> _Exercise instructions_: For every record here, output an exact copy.

> _Data listing_:
• • • •
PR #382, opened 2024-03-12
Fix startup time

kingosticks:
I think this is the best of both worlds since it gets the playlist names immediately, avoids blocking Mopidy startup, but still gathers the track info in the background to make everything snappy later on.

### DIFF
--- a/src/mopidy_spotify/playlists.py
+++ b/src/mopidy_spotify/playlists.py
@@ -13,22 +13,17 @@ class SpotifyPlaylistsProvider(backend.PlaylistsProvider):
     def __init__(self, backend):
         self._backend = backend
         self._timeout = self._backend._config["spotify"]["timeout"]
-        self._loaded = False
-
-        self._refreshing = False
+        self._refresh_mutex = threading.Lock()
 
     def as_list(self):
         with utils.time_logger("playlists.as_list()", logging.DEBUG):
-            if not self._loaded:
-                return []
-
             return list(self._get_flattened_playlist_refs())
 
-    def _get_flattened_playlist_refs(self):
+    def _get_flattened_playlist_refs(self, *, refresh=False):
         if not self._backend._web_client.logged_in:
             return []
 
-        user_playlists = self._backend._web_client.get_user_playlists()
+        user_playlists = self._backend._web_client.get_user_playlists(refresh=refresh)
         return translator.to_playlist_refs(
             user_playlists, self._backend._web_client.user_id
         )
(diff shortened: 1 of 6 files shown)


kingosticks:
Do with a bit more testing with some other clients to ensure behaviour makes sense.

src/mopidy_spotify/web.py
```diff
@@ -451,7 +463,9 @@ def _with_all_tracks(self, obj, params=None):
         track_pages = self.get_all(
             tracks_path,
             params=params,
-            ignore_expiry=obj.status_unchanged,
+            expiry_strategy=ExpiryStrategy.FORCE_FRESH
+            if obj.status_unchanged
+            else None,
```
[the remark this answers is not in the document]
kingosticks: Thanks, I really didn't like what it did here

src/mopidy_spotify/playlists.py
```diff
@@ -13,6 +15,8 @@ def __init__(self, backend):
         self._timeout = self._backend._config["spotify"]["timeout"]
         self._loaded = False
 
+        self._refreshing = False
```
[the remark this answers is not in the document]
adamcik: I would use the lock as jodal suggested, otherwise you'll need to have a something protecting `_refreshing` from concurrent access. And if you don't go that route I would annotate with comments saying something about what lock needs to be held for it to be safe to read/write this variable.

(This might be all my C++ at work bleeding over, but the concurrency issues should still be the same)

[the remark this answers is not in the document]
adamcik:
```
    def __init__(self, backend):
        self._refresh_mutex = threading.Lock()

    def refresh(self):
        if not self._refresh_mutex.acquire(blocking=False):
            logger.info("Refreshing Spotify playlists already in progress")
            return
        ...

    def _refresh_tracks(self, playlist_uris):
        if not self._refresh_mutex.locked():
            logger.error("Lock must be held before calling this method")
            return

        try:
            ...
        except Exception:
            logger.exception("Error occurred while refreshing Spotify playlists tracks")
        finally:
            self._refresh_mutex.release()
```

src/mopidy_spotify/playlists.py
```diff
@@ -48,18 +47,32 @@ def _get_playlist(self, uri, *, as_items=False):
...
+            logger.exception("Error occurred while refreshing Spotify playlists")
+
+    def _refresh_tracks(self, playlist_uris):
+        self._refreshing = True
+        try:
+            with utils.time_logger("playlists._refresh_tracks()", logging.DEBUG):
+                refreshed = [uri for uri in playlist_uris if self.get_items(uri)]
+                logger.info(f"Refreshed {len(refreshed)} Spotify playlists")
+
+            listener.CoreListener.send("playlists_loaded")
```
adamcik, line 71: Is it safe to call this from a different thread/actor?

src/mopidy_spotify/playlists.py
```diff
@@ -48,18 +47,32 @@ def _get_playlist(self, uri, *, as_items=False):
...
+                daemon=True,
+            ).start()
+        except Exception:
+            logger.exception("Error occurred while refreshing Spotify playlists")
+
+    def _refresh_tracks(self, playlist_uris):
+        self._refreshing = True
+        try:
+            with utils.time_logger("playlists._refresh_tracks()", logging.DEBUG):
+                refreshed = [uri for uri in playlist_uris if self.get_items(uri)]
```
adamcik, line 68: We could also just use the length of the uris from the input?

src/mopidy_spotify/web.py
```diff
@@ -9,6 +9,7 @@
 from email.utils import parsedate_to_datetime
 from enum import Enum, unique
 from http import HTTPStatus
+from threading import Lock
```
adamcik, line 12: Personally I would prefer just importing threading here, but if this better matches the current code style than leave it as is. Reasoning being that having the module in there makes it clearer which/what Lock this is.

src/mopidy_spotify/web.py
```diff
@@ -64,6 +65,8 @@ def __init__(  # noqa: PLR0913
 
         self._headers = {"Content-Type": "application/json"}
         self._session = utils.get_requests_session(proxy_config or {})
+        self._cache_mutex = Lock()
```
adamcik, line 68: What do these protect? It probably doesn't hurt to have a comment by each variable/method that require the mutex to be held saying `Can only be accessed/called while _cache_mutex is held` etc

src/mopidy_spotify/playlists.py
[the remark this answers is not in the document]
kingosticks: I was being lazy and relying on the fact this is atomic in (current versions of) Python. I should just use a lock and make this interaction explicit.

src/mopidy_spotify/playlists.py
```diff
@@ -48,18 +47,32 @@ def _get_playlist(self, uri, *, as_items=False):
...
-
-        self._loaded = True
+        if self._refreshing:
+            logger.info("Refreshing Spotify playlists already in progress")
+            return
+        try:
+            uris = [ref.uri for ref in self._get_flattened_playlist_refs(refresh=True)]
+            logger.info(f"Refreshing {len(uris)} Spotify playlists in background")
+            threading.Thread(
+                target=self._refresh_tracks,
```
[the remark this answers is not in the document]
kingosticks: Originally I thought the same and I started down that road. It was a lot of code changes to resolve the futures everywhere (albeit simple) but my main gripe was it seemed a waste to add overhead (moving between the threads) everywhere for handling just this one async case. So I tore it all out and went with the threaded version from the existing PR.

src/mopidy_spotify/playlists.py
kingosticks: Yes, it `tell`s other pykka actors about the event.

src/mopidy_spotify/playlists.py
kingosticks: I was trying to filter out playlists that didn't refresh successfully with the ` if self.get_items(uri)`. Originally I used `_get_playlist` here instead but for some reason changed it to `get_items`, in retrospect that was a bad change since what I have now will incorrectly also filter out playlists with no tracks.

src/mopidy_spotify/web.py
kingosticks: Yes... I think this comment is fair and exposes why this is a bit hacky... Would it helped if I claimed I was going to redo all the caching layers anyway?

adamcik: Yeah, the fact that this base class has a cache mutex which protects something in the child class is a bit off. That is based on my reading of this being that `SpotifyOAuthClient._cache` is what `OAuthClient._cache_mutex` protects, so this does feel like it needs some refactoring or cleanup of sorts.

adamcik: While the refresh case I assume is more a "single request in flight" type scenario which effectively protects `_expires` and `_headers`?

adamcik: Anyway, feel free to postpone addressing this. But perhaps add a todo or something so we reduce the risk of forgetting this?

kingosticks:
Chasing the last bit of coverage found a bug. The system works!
• • • •
> _Response below_:
PR #382, opened 2024-03-12
Fix startup time

kingosticks:
I think this is the best of both worlds since it gets the playlist names immediately, avoids blocking Mopidy startup, but still gathers the track info in the background to make everything snappy later on.

### DIFF
--- a/src/mopidy_spotify/playlists.py
+++ b/src/mopidy_spotify/playlists.py
@@ -13,22 +13,17 @@ class SpotifyPlaylistsProvider(backend.PlaylistsProvider):
     def __init__(self, backend):
         self._backend = backend
         self._timeout = self._backend._config["spotify"]["timeout"]
-        self._loaded = False
-
-        self._refreshing = False
+        self._refresh_mutex = threading.Lock()
 
     def as_list(self):
         with utils.time_logger("playlists.as_list()", logging.DEBUG):
-            if not self._loaded:
-                return []
-
             return list(self._get_flattened_playlist_refs())
 
-    def _get_flattened_playlist_refs(self):
+    def _get_flattened_playlist_refs(self, *, refresh=False):
         if not self._backend._web_client.logged_in:
             return []
 
-        user_playlists = self._backend._web_client.get_user_playlists()
+        user_playlists = self._backend._web_client.get_user_playlists(refresh=refresh)
         return translator.to_playlist_refs(
             user_playlists, self._backend._web_client.user_id
         )
(diff shortened: 1 of 6 files shown)


kingosticks:
Do with a bit more testing with some other clients to ensure behaviour makes sense.

src/mopidy_spotify/web.py
```diff
@@ -451,7 +463,9 @@ def _with_all_tracks(self, obj, params=None):
         track_pages = self.get_all(
             tracks_path,
             params=params,
-            ignore_expiry=obj.status_unchanged,
+            expiry_strategy=ExpiryStrategy.FORCE_FRESH
+            if obj.status_unchanged
+            else None,
```
[the remark this answers is not in the document]
kingosticks: Thanks, I really didn't like what it did here

src/mopidy_spotify/playlists.py
```diff
@@ -13,6 +15,8 @@ def __init__(self, backend):
         self._timeout = self._backend._config["spotify"]["timeout"]
         self._loaded = False
 
+        self._refreshing = False
```
[the remark this answers is not in the document]
adamcik: I would use the lock as jodal suggested, otherwise you'll need to have a something protecting `_refreshing` from concurrent access. And if you don't go that route I would annotate with comments saying something about what lock needs to be held for it to be safe to read/write this variable.

(This might be all my C++ at work bleeding over, but the concurrency issues should still be the same)

[the remark this answers is not in the document]
adamcik:
```
    def __init__(self, backend):
        self._refresh_mutex = threading.Lock()

    def refresh(self):
        if not self._refresh_mutex.acquire(blocking=False):
            logger.info("Refreshing Spotify playlists already in progress")
            return
        ...

    def _refresh_tracks(self, playlist_uris):
        if not self._refresh_mutex.locked():
            logger.error("Lock must be held before calling this method")
            return

        try:
            ...
        except Exception:
            logger.exception("Error occurred while refreshing Spotify playlists tracks")
        finally:
            self._refresh_mutex.release()
```

src/mopidy_spotify/playlists.py
```diff
@@ -48,18 +47,32 @@ def _get_playlist(self, uri, *, as_items=False):
...
+            logger.exception("Error occurred while refreshing Spotify playlists")
+
+    def _refresh_tracks(self, playlist_uris):
+        self._refreshing = True
+        try:
+            with utils.time_logger("playlists._refresh_tracks()", logging.DEBUG):
+                refreshed = [uri for uri in playlist_uris if self.get_items(uri)]
+                logger.info(f"Refreshed {len(refreshed)} Spotify playlists")
+
+            listener.CoreListener.send("playlists_loaded")
```
adamcik, line 71: Is it safe to call this from a different thread/actor?

src/mopidy_spotify/playlists.py
```diff
@@ -48,18 +47,32 @@ def _get_playlist(self, uri, *, as_items=False):
...
+                daemon=True,
+            ).start()
+        except Exception:
+            logger.exception("Error occurred while refreshing Spotify playlists")
+
+    def _refresh_tracks(self, playlist_uris):
+        self._refreshing = True
+        try:
+            with utils.time_logger("playlists._refresh_tracks()", logging.DEBUG):
+                refreshed = [uri for uri in playlist_uris if self.get_items(uri)]
```
adamcik, line 68: We could also just use the length of the uris from the input?

src/mopidy_spotify/web.py
```diff
@@ -9,6 +9,7 @@
 from email.utils import parsedate_to_datetime
 from enum import Enum, unique
 from http import HTTPStatus
+from threading import Lock
```
adamcik, line 12: Personally I would prefer just importing threading here, but if this better matches the current code style than leave it as is. Reasoning being that having the module in there makes it clearer which/what Lock this is.

src/mopidy_spotify/web.py
```diff
@@ -64,6 +65,8 @@ def __init__(  # noqa: PLR0913
 
         self._headers = {"Content-Type": "application/json"}
         self._session = utils.get_requests_session(proxy_config or {})
+        self._cache_mutex = Lock()
```
adamcik, line 68: What do these protect? It probably doesn't hurt to have a comment by each variable/method that require the mutex to be held saying `Can only be accessed/called while _cache_mutex is held` etc

src/mopidy_spotify/playlists.py
[the remark this answers is not in the document]
kingosticks: I was being lazy and relying on the fact this is atomic in (current versions of) Python. I should just use a lock and make this interaction explicit.

src/mopidy_spotify/playlists.py
```diff
@@ -48,18 +47,32 @@ def _get_playlist(self, uri, *, as_items=False):
...
-
-        self._loaded = True
+        if self._refreshing:
+            logger.info("Refreshing Spotify playlists already in progress")
+            return
+        try:
+            uris = [ref.uri for ref in self._get_flattened_playlist_refs(refresh=True)]
+            logger.info(f"Refreshing {len(uris)} Spotify playlists in background")
+            threading.Thread(
+                target=self._refresh_tracks,
```
[the remark this answers is not in the document]
kingosticks: Originally I thought the same and I started down that road. It was a lot of code changes to resolve the futures everywhere (albeit simple) but my main gripe was it seemed a waste to add overhead (moving between the threads) everywhere for handling just this one async case. So I tore it all out and went with the threaded version from the existing PR.

src/mopidy_spotify/playlists.py
kingosticks: Yes, it `tell`s other pykka actors about the event.

src/mopidy_spotify/playlists.py
kingosticks: I was trying to filter out playlists that didn't refresh successfully with the ` if self.get_items(uri)`. Originally I used `_get_playlist` here instead but for some reason changed it to `get_items`, in retrospect that was a bad change since what I have now will incorrectly also filter out playlists with no tracks.

src/mopidy_spotify/web.py
kingosticks: Yes... I think this comment is fair and exposes why this is a bit hacky... Would it helped if I claimed I was going to redo all the caching layers anyway?

adamcik: Yeah, the fact that this base class has a cache mutex which protects something in the child class is a bit off. That is based on my reading of this being that `SpotifyOAuthClient._cache` is what `OAuthClient._cache_mutex` protects, so this does feel like it needs some refactoring or cleanup of sorts.

adamcik: While the refresh case I assume is more a "single request in flight" type scenario which effectively protects `_expires` and `_headers`?

adamcik: Anyway, feel free to postpone addressing this. But perhaps add a todo or something so we reduce the risk of forgetting this?

kingosticks:
Chasing the last bit of coverage found a bug. The system works!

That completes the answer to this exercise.